PR #1628, opened 2026-09-10
feat(gtk-host): a toplevel placement beside the portal

JumpLink:
## The class, not the case

`ADR 0045` closed the loudest failure this repository has collected:
`box.append(dialog)` on a box that sits in a window is `g_error()` — SIGABRT, exit
134, a core dump, past every `try`, past `installDiagnosticsGate()`, past the test
runner. It closed it by declaring what an `Adw.Dialog` is: a node presented *against*
its parent, never into it.

The same probe measured the case next door and the result looked harmless. Appending a
`Gtk.Window` to that same rooted box is exit 0 with nothing logged — but afterwards
`win.get_parent()` is the box and `win.get_root()` is the *window itself*: a `GtkRoot`
with a parent, drawn as a toplevel and simultaneously measured and allocated by a
container. Present it and it stays in the child list. One kind shouts, its neighbour
says nothing, and only the shouting one had an answer.

Both have one now (**ADR 0054**). The measurement tables are in
[a comment](https://github.com/gjsify/gjsify/pull/1628#issuecomment-5617763155),
because a squash body is a commit message and tables do not wrap.

## What landed

**A third `NodePlacement` kind, `toplevel`** — `present()` to show it, `destroy()` to
take it down, declared by the eighteen `Gtk.Root` classes in the table that can present
themselves. Not a copy of the portal arm. The arity is what keeps them apart:
`adw_dialog_present` takes a parent and `gtk_window_present` takes nothing, so a portal
has two positions in the tree and a toplevel has one. `destroy` and not `close` because
a `close-request` handler returning true leaves `close()`'s window mapped, and an
unmount is not a user request — the same reasoning that picked `force_close`. There is
no lazy present and no `notify::root` subscription: there is no second position to wait
for. An authored `visible: false` is honoured rather than reversed.

`AdwMessageDialog` is a toplevel and `AdwAlertDialog` is a portal. Same axis, opposite
sides.

**The host asks the CLASS, never a name.** A gtype list in `policies.ts` is the widget
knowledge ADR 0027 rule 1 forbids, and it would be wrong for a consumer's subclass
anyway — so `classPlacementKind` asks `GObject.type_is_a(…, Gtk.Root)` for a toplevel
and, for a portal, whether `present()` takes an argument. Measured over the shipped
table, that second question answers exactly the five `Adw.Dialog` descendants, with the
symmetric difference empty in both directions. `Gtk.Popover.present()` is the
discriminator that puts the ARITY in the question: it exists, it takes none, and a
popover is an ordinary child.

**Two mechanisms cover insertion between them.** `descriptorProblems()` reports a class
that demands a placement and declares none, over the whole table and over a consumer's
descriptors. `refuseUnparentable` refuses such a child at the insert, before any adder,
with a named catchable `GtkHostError` — which for the portal arm is the only report
that can exist, because after the append there is no process left to report from. It
fires only where `placement` is absent, so an explicit `{ kind: 'parented' }` is the
way back. `GtkDragIcon` is the nineteenth `Gtk.Root` and carries no declaration: it has
no `present`, no `close`, no `destroy`, so the refusal is its whole answer and the spec
names it rather than counting it.

**The four sibling walks ask `isUnparented`, not `isPortal`.** ADR 0045 § 5 listed each
as a real defect if it did not skip a portal; each is the same defect for a toplevel.
`@gjsify/react-native`'s `Modal` needed no change — the seam is below every adapter.

## Reversibility: what `remove` means, and what `destroy` means

Found by an independent review of this branch, whose reproducers are vectors here.

`remove` states its own contract — *"Detach only — reversible. Frameworks move nodes;
`remove` must not destroy one"* — and the declared close for the new arm is `destroy()`,
which is terminal. Nothing reconciled the two, so a move destroyed the window and then
presented the corpse: `A window is shown after it has been destroyed`, at exit 0, caught
only because the diagnostics gate was watching. Solid's `removeNode` calls `remove(node)`
directly, so that is the ordinary reorder path.

One cause: the two arms differ in reversibility and one function treated them alike.
`force_close()` followed by `present(parent)` re-hosts a dialog against the same parent
with no diagnostic; `destroy()` followed by `present()` does not. So the axis has two
verbs. `detachOutsideParent` is what `remove` means, `closeOutsideParent` is what a
DISCARD means, and for a portal both are `force_close` — which is why that arm never
showed the defect.

A toplevel detaches with `set_visible(false)`: measured, that leaves it invisible with
one `unmap`, emits no `close-request`, and keeps it in `Gtk.Window.list_toplevels()`,
while `destroy()` drops it from that list. The list is what makes one a detach and the
other a teardown. It is a property write rather than a declared method because a
window's presence on screen IS its `visible` property — which is why `presentToplevel`
already reads it — so a per-row name would be the same string on every declared row.

**What wants the terminal verb is a DISCARD, not a particular caller.** Every caller of
`removeChild` keeps the widget; the question that picks the verb is which code drops
`el.widget`, and that is `materialize`'s rollback, `rebuild` and `destroy`. They share
one `releaseWidget`, which closes first. That matters because a `Gtk.Window` is in
`list_toplevels()` from construction, before any `present()`, and dropping the JS
reference does not remove it — so a half-built `<gtk-dialog>` whose replay was rejected
leaked a window nothing could reach.

**One retraction per operation, on both arms.** `remove` runs the detach once, a discard
runs the close once, and neither runs the other's. That needs a teardown NOT to detach
first: on the portal arm both verbs name the same method, so `destroy` was calling
`force_close` twice. Benign — it is silent on a node that is not presented and drops no
GTK reference — which is exactly why nothing could see it, and why the guarding vector
existing on one arm only was the real defect. Ordering rather than a predicate:
`destroy` releases the widget before it removes, and `rebuild` skips the `removeChild`
that would do nothing else for a non-parented node. A `detachIsClose(placement)` was the
alternative and is a second source for what the two dispatch switches already say.

The identity argument is why `insert` does not rebuild a retracted toplevel instead: a
rebuild hands back a different window after a move, and `solid.spec.ts`'s `<For> keeps
widget identity across a reorder` says it must not — Solid being the framework that
would have paid for it.

For a consumer: unmounting a `<gtk-window>` in Solid takes it off screen at `removeNode`
and destroys it when the root disposer runs `destroyChildren`. The teardown still
happens, one step later, and a reorder no longer costs the window. React and Vue are
unaffected.

## Verification: an abort has to be SEEN to be denied

A test asserting "this no longer aborts" is worthless in the process it asserts in.
SIGABRT takes the runner down, so a suite that merely FINISHES proves it is alive: a
harness that could never observe an abort reports the same green either way.

Three vectors run in a child process and read its exit signal. The negative control
asserts the raw append is killed by signal 6 with `Adwaita-ERROR` on stderr and nothing
on stdout; while it passes, every in-process "does not abort" vector in the file is
falsifiable. They are `it.failing(…, { when: GJS === null })`, never skipped: the suite
is one program across `test:gjs` and `test:gjs-on-node` (ADR 0030) and a node host need
not carry a gjs binary, so they run wherever one exists and go red the day such a host
stops reproducing the abort.

The abort is deliberate; its 2.8 MB core dump is not. The child is spawned under a
`prlimit --core=0` argv prefix, probed with `GLib.find_program_in_path` rather than on
`process.platform`, so a host without it spawns the identical argv and asserts the
identical things.

## What the node leg found

Seven vectors green on gjs, red on node with `TypeError: invalid GObject handle`. Six
were ours: `destroy()` carried its own `widget.destroy()` for "the one node unparenting
cannot reach", written before the placement axis had a name for that node, so a declared
toplevel with a parent was retracted twice. gjs swallows the second call because its
wrapper keeps the object alive; node-gi does not, because `gtk_window_destroy()` drops
GTK's reference. The seventh was the vector itself, reading a property back off a
destroyed window; it is written against the effect now. The divergence is a ledger
entry — whether a JS variable naming a GObject keeps it alive is node-gi's reference
model, not a call site.

## Part B — the measurement, and why nothing was curated

The ledger entry says curation must be "driven by a real window that needs one, with its
vector, not by walking the list alphabetically". So the demand was measured across every
tree that renders through the host, both tag spellings, and the reviewer re-ran it
independently against the packages that actually declare a dependency on
`@gjsify/gtk-host`, reaching the same answer.

No uncurated widget is given a materialised child anywhere. Nineteen are used, every one
as a leaf, and a leaf needs no policy. Seven are attempted as a parent and refused on
purpose in `showcases/gtk/adwaita-gallery-solid/src/refusals.ts`. Everything that wraps
children routes the wrap through an already-curated container.

Two trees that look like consumers are not: `packages/nativescript-bridge` writes its own
NativeScript `View` subclasses, and the `html` preview fences under
`website/src/content/docs/adwaita/` are `@gjsify/adwaita-web` custom elements — confirmed
by that package depending on `@gjsify/adwaita-core` and not on this host.

So nothing was curated, and that is the rule being followed rather than skipped. The
probed refusals are the only measured demand, and the GIR says what each would need;
that is now in `status/open-todos.md` in place of a count, which is what makes the next
curation steerable. Curating any of them is a gallery change with an authored tree,
because `check-generated-website-data.mjs` arm 5b holds the refusal list against the
descriptor directory in both directions.

## Not touched, on purpose

No uncurated widget got a child policy — the measurement says nothing needs one, and the
ones that would are a gallery change. `GtkDragIcon` carries no placement. The
`AdwDialog` subclasses keep `children: { kind: 'uncurated' }`; ADR 0045's reasoning is
unchanged, and `AdwPreferencesDialog.add()` would curate cleanly but is ledgered as
gallery work rather than smuggled in here. node-gi's reference model is measured and
ledgered, not patched. `TOPLEVEL` still lives in `descriptors/gtk.ts` and is imported by
`adw.ts`; a neutral home would be tidier, but the de-duplication is the part that
matters.

A new ADR needs a row in `docs/adr/README.md`, or `check-adr-index.mjs` reds
`Detect runtime-triplet drift`, one of the three required checks. That is what made this
branch red before the first review, and it is worth knowing before the next ADR.


JumpLink:
## Independent review — reproduced the measurements, found two defects in the toplevel retraction

I re-ran every claim in the description rather than reading it, and pushed four small
changes to this branch. Two of the three headline measurements reproduce exactly. One
new defect class does not, and it is why I would not merge this yet.

### Both red checks were the same PR, and one of them was REQUIRED

The description does not mention them. `Manifest checks (Windows)` was red on
`check-adr-index.mjs`, and so was **`Detect runtime-triplet drift` — one of the three
branch-protection checks**, which runs the same script on Linux. The cause is this PR:
`docs/adr/0054-…md` was added with no row in `docs/adr/README.md`.

```
check-adr-index: docs/adr/0054-toplevel-placement-and-the-unparentable-refusal.md
has no row in docs/adr/README.md.
```

Fixed in `docs(adr): index ADR 0054`. `node scripts/check-adr-index.mjs` →
`53 ADR(s) indexed, statuses agree.`

`Lint commit messages` was red on `subject-case`, from a subject opening with
`ADR 0054,`. Reworded to `docs(gtk-host): record ADR 0054 and the sweep` (45 chars).
`npx commitlint --from origin/main --to HEAD` over all six commits → **0 problems**.
One `footer-leading-blank` *warning* remains on
`fix(gtk-host): give a toplevel retraction exactly one owner`; the action runs with
`failOnWarnings: false`, so it does not gate.

Picking 0054 over the free 0053 is right, not a slip: `docs(adr): ADR 0053, a declared
media contract` already exists on `fix/bundle-closure-fonts-and-audio`.

### Verified: the structural oracle is exact

Swept independently over the shipped table on this machine (GTK 4.22.4 / libadwaita
1.9.3), reading `BUILTIN_DESCRIPTORS` out of the built lib:

```
PROVENANCE curated=62 generated=169 total=169
ROOTS 19: GtkWindow(present=0) … GtkPrintUnixDialog(present=0), GtkDragIcon(present=-1)
PRESENT_ARITY_1 5: AdwDialog, AdwAlertDialog, AdwAboutDialog, AdwPreferencesDialog, AdwShortcutsDialog
ADW_DIALOG_DESCENDANTS 5: (identical set)
ARITY1_NOT_DIALOG: (none)      DIALOG_NOT_ARITY1: (none)
GtkPopover.present arity = 0
DECLARED_toplevel 18   DECLARED_portal 5
ZERO_ARITY_PRESENT 21: 18 roots + GtkEmojiChooser, GtkPopover, GtkPopoverMenu
```

Symmetric difference empty in both directions, so "exactly the `Adw.Dialog`
descendants" is a partition and not an observation. Measurements H, I and J in the ADR
all hold. `GtkSvgWidget` is the one row whose `ctor()` answers `undefined` on this
typelib; it is not a root, and both the oracle and the spec skip it correctly.

**The row count in the comment was wrong, though**: `classPlacementKind`'s docblock and
ADR 0054 § 3 both said "all 164 rows". `tableProvenance()` answers **169**, which is
what this PR's own description says — so the live count had drifted inside the commit
that wrote it. That is [the anti-pattern](docs/code-anti-patterns.md) verbatim, and it
is the reason the rule says to write what a number establishes rather than the number.
`refactor(gtk-host): drop counts specs already hold` takes the cardinalities out of
`policies.ts`, `types.ts` and `descriptors/gtk.ts` — `placement.spec.ts` asserts them
and fails when they change; prose does not — and corrects the ADR's own to 169, since a
dated record of a measurement is where a number belongs.

The same docblock also carried a claim its next clause contradicted: *"every `Gtk.Root`
in the table **also** has a 0-argument `present`, and `GtkDragIcon` has no `present` at
all"*. The ADR states it correctly (every root **that has one**); the code now matches.

### Verified: the SIGABRT negative control is real

Ran the raw case standalone, outside the suite:

```
$ gjs -m abort.js
(gjs:1647738): Adwaita-ERROR **: Trying to add AdwDialog 0x… to GtkBox 0x…. Use adw_dialog_present() to show dialogs.
EXIT=134
$ gjs -m toplevel.js
parent=true rootIsSelf=true
EXIT=0
```

134 = 128 + SIGABRT. The control genuinely goes red if the abort stops, and the quiet
half is genuinely quiet. `it.failing(…, { when: GJS === null })` is the right tool here
and hides nothing: `when: false` delegates to a plain `it()` (`unit/src/index.ts`
:1430), so on a host with gjs these three RUN and must PASS — which they do.

**One cost worth a decision:** every run of this suite writes a 2.8 MB `gjs-console`
SIGABRT coredump. `/var/lib/systemd/coredump` on this workstation is at 3.4 GB, and CI
pays it on every run too. `ulimit -c 0` suppresses the *file* and not the *signal* —
verified, `coredumpctl` still lists the abort with `COREFILE: none`, and the control
still passes — so the suite could set it itself without weakening anything. A
`prlimit --core=0` argv prefix in `runInChild` on Linux would do it with no shell.

### Verified: Part B, nothing needed curating

I did my own sweep rather than trusting the list. Restricting to the trees that
actually declare a dependency on `@gjsify/gtk-host` (the ten `showcases/gtk/*`,
`packages/framework/react-native`, `packages/framework/adwaita-react-native`) plus the
gallery tree generators, with comments and string literals blanked and both tag
spellings:

```
files: 612
=== UNCURATED GIVEN A CHILD, in a real gtk-host consumer: 0 ===
=== UNCURATED USED AS A LEAF: 16 distinct ===
```

Zero. The remaining leaves (`AdwViewSwitcherBar`, `GtkListView`, `GtkPicture`,
`GtkTextView`) reach the table through `createElement(tag, props)` with **no third
argument** — I checked all four call sites in `react-native/src/{lists,router}`. So the
19 stands and **not curating is the right answer.**

**The boundary you draw is correct, and I checked it rather than accepting it.**
`packages/web/adwaita-web/package.json` depends on `@gjsify/adwaita-core` and **not** on
`@gjsify/gtk-host`, so the `html` preview fences under `website/src/content/docs/adwaita/`
really are a different vocabulary. My wide sweep found parent usage of
`adw-sidebar`, `adw-carousel`, `adw-tab-view`, `adw-toggle-group`, `adw-bottom-sheet`
and `adw-view-switcher` — all of it in those fences and in `tests/browser/specs/`, none
of it through this host. `packages/nativescript-bridge` likewise does not depend on it.
No real consumer slipped out of the measurement.

Two small notes: `refusals.ts` probes **seven** uncurated parents, not six —
`adw-preferences-dialog` is uncurated too, and is discussed separately under "Not
touched". And the Blueprint trees (`adw-blueprint-layout`, `effect-adw-services`) are
outside the sweep by construction, since GtkBuilder never reaches `insert()`; their only
uncurated tag is a childless `Gtk.MenuButton`, so nothing changes.

---

## Blocking: `remove()` is documented as reversible and is terminal for this arm

`remove` says *"Detach only — reversible. Frameworks move nodes; `remove` must not
destroy one."* For the toplevel arm the declared retraction **is** `destroy()`, and
ADR 0054 § E measures that as terminal. Nothing reconciles the two, and two vectors I
wrote go red on `main`-plus-this-branch. Both are in this comment so they can be lifted
straight in.

**1. A move destroys the window and then re-presents the corpse.**

```ts
const first = rooted();
const second = rooted();
const win = createElement('GtkWindow');
insert(win, first.parent);
remove(win);
insert(win, second.parent);
expect((widgetOf(win) as unknown as Gtk.Window).get_visible()).toBe(true);
```

```
❌ survives the MOVE that remove() documents itself as
   — GTK reported 1 diagnostic(s) that would have passed at exit 0:
     A window is shown after it has been destroyed. This will leave the window
     in an inconsistent state.
```

That is measurement E of your own ADR, reached through the host's own documented
detach. It is exactly the exit-0 class `installDiagnosticsGate()` exists to catch, and
Solid's `removeNode` calls `remove(node)` directly.

**2. `remove()` then `destroy()` runs the declared retraction twice** — the defect the
node leg found, in the other order.

```ts
let retractions = 0;
const realDestroy = widget.destroy.bind(widget);
(widget as unknown as Record<string, unknown>).destroy = () => { retractions += 1; realDestroy(); };
remove(win);
destroy(win);
expect(retractions).toBe(1);   // ❌
```

`remove` unlinks the node, so the `destroy` after it sees `node.parent === null` and
takes the **no-parent arm this PR added**. The `unmap` count stays 1, which is why the
effect-based vector cannot see it — the second `gtk_window_destroy()` is silent on gjs
and `TypeError: invalid GObject handle` on node-gi. So "there is one owner and one call"
holds for `destroy()` alone, not for the pair.

**Why I did not fix it here.** Both come from one place: the two non-parented arms
differ in reversibility — `force_close` → `present` round-trips, `destroy` does not —
and `retractOutsideParent` treats them identically. Closing it is a design call between
"`remove` hides a toplevel and `destroy` destroys it" and "`insert` rebuilds a retracted
toplevel", and the second needs a recorded fact on `HostElement` plus an ADR amendment.
Both change what a `<gtk-window>` unmount means in Solid, where `remove` *is* the
teardown. That is yours to pick, not a reviewer's to impose.

Note this makes the § 4 claim *"two mechanisms cover the class between them"* true for
insertion and not for retraction, which currently has one owner per **order**.

---

### Smaller notes

- `descriptorProblems()`'s new arm and the `is declared by every registered Gtk.Root`
  spec make the same claim about the shipped table. I still think both earn their keep —
  the spec additionally asserts `unpresentable === ['GtkDragIcon']`, which
  `descriptorProblems` deliberately cannot — but it is worth saying so, given
  § `simplicity` asks what a new check lets you delete. `descriptorProblems` + 
  `refuseUnparentable` themselves are not a guard watching a guard: static over the
  table, dynamic over `registerWidget`, different populations.
- **0054 as its own ADR is right.** It reverses a recorded decision of 0045 ("case K is
  routing"), and § `A rule whose premise died` says a reversal gets re-derived in
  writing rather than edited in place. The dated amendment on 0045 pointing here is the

### Exercise brief:
Go through the material above and output exactly the lines from the one containing "A toplevel detaches" through the one containing "already reads it".

### Answer box:
A toplevel detaches with `set_visible(false)`: measured, that leaves it invisible with
one `unmap`, emits no `close-request`, and keeps it in `Gtk.Window.list_toplevels()`,
while `destroy()` drops it from that list. The list is what makes one a detach and the
other a teardown. It is a property write rather than a declared method because a
window's presence on screen IS its `visible` property — which is why `presentToplevel`
already reads it — so a per-row name would be the same string on every declared row.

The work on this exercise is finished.